In-place allocations in DifferentialEquations

I am wondering why the code below allocates as much memory as it does despite using an in-place function definition. Is this normal or is there a way to avoid these allocations?

using DifferentialEquations

function odedef!(du,u,p,t)
    du[1] = - u[1] * u[3]
    du[2] = - u[2] * u[1]
    du[3] = - u[3] * u[2]
end

u0 = [1.0, 0.8, 0.5]
p = []
tspan = [0.0, 10.0]
t = collect(0:0.01:10) 

prob = ODEProblem(odedef!,u0,tspan,p,saveat=t) 
@time sol = solve(prob);

1.256520 seconds (3.78 M allocations: 163.340 MiB, 16.75% gc time)

The biggest issue is that you are measuring compilation time, and compilation involves a lot of allocation (not sure why). The second time you run @time sol = solve(prob); I’m only seeing 5.1k allocations. I believe they come from saving the solution output.

Also note that forcing the algorithm to save at regular time-steps will slow stuff down considerably. DifferentialEquations has put a ton of work into choosing time-steps adaptively to give you the best combination of accuracy and performance. Forcing regularly spaced time-steps won’t improve solution accuracy.

You’re telling it to allocate an array for every 0.01 time points.

I’m not sure if that’s it. When I reduce the number of time points to only 11 with t = collect(0:1:10) I still get about as many allocations:
1.349207 seconds (3.82 M allocations: 165.336 MiB, 2.94% gc time)

And also getting rid of saveat altogether does not seem to improve things:

using DifferentialEquations

function odedef!(du,u,p,t)
    du[1] = - u[1] * u[3]
    du[2] = - u[2] * u[1]
    du[3] = - u[3] * u[2]
end

u0 = [1.0, 0.8, 0.5]
p = []
tspan = [0.0, 10.0]

prob = ODEProblem(odedef!,u0,tspan,p)
@time sol = solve(prob);

1.338528 seconds (3.82 M allocations: 165.346 MiB, 2.63% gc time)

This is on Julia 1.5.2 and DifferentialEquations 6.15.0.

The millions of allocations are from compilation. If you run it again, you’ll see allocations drop dramatically.

The measured values were the ones I got after a few runs (not the first one) so this should not have included complilation. Somehow I am seeing more allocations than you.

Using saveat was supposed to emulate that my real time vector is unevenly spaced, but as mentioned in my other reply it does not seem to affect the result much.

For the record, this is what I get after a restart of VS Code vs for the second run without any saveat:

using DifferentialEquations

function odedef!(du,u,p,t)
    du[1] = - u[1] * u[3]
    du[2] = - u[2] * u[1]
    du[3] = - u[3] * u[2]
end

u0 = [1.0, 0.8, 0.5]
p = []
tspan = [0.0, 10.0]

prob = ODEProblem(odedef!,u0,tspan,p)
@time sol = solve(prob);


First run after startup:
17.737284 seconds (64.88 M allocations: 3.198 GiB, 6.35% gc time)

Second run:
1.342455 seconds (3.82 M allocations: 165.346 MiB, 2.42% gc time)

I think I see what you mean now.
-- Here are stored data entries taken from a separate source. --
Issue #1814, opened 2020-08-25
Add outcome to transactions and spans


felixbarny:
see https://github.com/elastic/apm/pull/299

astorm:
Hamid's PR https://github.com/elastic/apm-agent-nodejs/pull/1824. gives transactions and spans an outcome property.  Spans that represent outgoing HTTP transactions  will have their outcome set.  The Transaction

Remaining work/questions

- Are there spans other than those representing an HTTP transactions that represent work with an outcome?  

- Or should we attempt to set outcome on a span if _any_ error occurred during the span of time it represents?

- We need an agent level API for setting the transaction outcome manually?

- Do we want/need to tackle an agent level API for setting the span outcome manually -- what would that even look like given that a span can represent any arbitrary unit of time? (would you always be setting the outcome of the current span? Or would you be walking the span tree to find the span object you wanted? etc.)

If I only run the solve command the second time I get much less allocations: 0.000124 seconds (244 allocations: 24.438 KiB)

I suppose that means redefining odedef! (even if unchanged) forces recompilation? Thanks in any case, I think that solves it.

Yeah. The problem is that ODEProblem is specified on the definition of odedef!. Also, in general, it’s really hard to determine whether 2 functions are the same. That said, there might be low hanging fruit where for two textually identical functions, Julia might be able to be smarter in theory.

Just so I fully understand which changes trigger recompilation:

My observations:

  • when I change the values of any of the other inputs to ODEProblem (e.g. p) while keeping the type the same (e.g. Float64) this does not trigger recompilation
  • when I change the type of p this triggers recompilation once - presumably creating (compiling?) a new method?
  • when I declare odedef! again this triggers recompilation in any case.

Also, if I now embed the solve step in an outer function and call this outer function many times with different p, is there anything else I should keep in mind to avoid recompilation for every call to this outer function?

Nothing else to keep in mind. You won’t have recompilation as long as the types to your functions don’t change.